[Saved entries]
★ ★ ★ ★
PR #4735, opened 2020-09-04
[JS] Paint ToggleVisibility actions with `aria-controls` attribute

paulcam206:
## Related Issue
Fixes VSO 23940376

## Description
The `aria-controls` attribute lets screenreaders know when one element controls the visibility of another element. This change adds `aria-controls` to `ToggleVisibility` actions and reflects the `aria-expanded` property on the elements that are toggled.

## How Verified

###### Microsoft Reviewers: [Open in CodeFlow](http://wpcp.azurewebsites.net/CodeFlowProtocolProxy2.php?pullrequest=https://github.com/microsoft/AdaptiveCards/pull/4735)

### DIFF
--- a/source/nodejs/adaptivecards/src/card-elements.ts
+++ b/source/nodejs/adaptivecards/src/card-elements.ts
@@ -95,6 +95,8 @@ export abstract class CardElement extends CardObject {
                 raiseElementVisibilityChangedEvent(this);
             }
         }
+
+        this._renderedElement?.setAttribute("aria-expanded", value.toString());
     }
 
     //#endregion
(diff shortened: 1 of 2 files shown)


source/nodejs/adaptivecards/src/card-elements.ts
```diff
@@ -4098,10 +4100,29 @@ export class ToggleVisibilityAction extends Action {
     // change introduced in TS 3.1 wrt d.ts generation. DO NOT CHANGE
     static readonly JsonTypeName: "Action.ToggleVisibility" = "Action.ToggleVisibility";
 
+    private updateAriaControlsAttribute() {
+        // apply aria labels to make it clear which elements this action will toggle
+        if (this.targetElements) {
+            const elementIds = Object.keys(this.targetElements);
+
+            if (elementIds.length > 0) {
+                this._renderedElement?.setAttribute("aria-controls", elementIds.join(" "));
```
dclaux, line 4109: I have made a point not to use the ? operator to ensure consuming applications will not fail at compile time if they are not using a recent enough version of Typescript. I think we should continue not using it for now, but if we are going to use it we need to at least check with Teams that it's OK with them.

dclaux: I don't think this works. `elementIds` holds the Ids of the target AC elements, not the Ids of DOM element. For this to work, we need to dynamically set the Ids of the target DOM elements to be the same as the Ids of the target AC element or simply always assign the AC Id to all rendered DOM elements in `CardElement.render()`. Given the latter has been an ask from several developers, I suggest we do that and document it.

dclaux (changes requested):

dclaux (approved):
ould you add a note in README.md to indicate that element Ids are now stamped on their associated DOM elements?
★ ★ ★ ★
ABOUT THIS EXERCISE — All lines above from the one containing "Fixes VSO 23940376" to the one containing "--- a/source/nodejs/adaptivecards/src/card-elements.ts" must be repeated exactly, both lines included, and no others.

SOLUTION —
Fixes VSO 23940376

## Description
The `aria-controls` attribute lets screenreaders know when one element controls the visibility of another element. This change adds `aria-controls` to `ToggleVisibility` actions and reflects the `aria-expanded` property on the elements that are toggled.

## How Verified

###### Microsoft Reviewers: [Open in CodeFlow](http://wpcp.azurewebsites.net/CodeFlowProtocolProxy2.php?pullrequest=https://github.com/microsoft/AdaptiveCards/pull/4735)

### DIFF
--- a/source/nodejs/adaptivecards/src/card-elements.ts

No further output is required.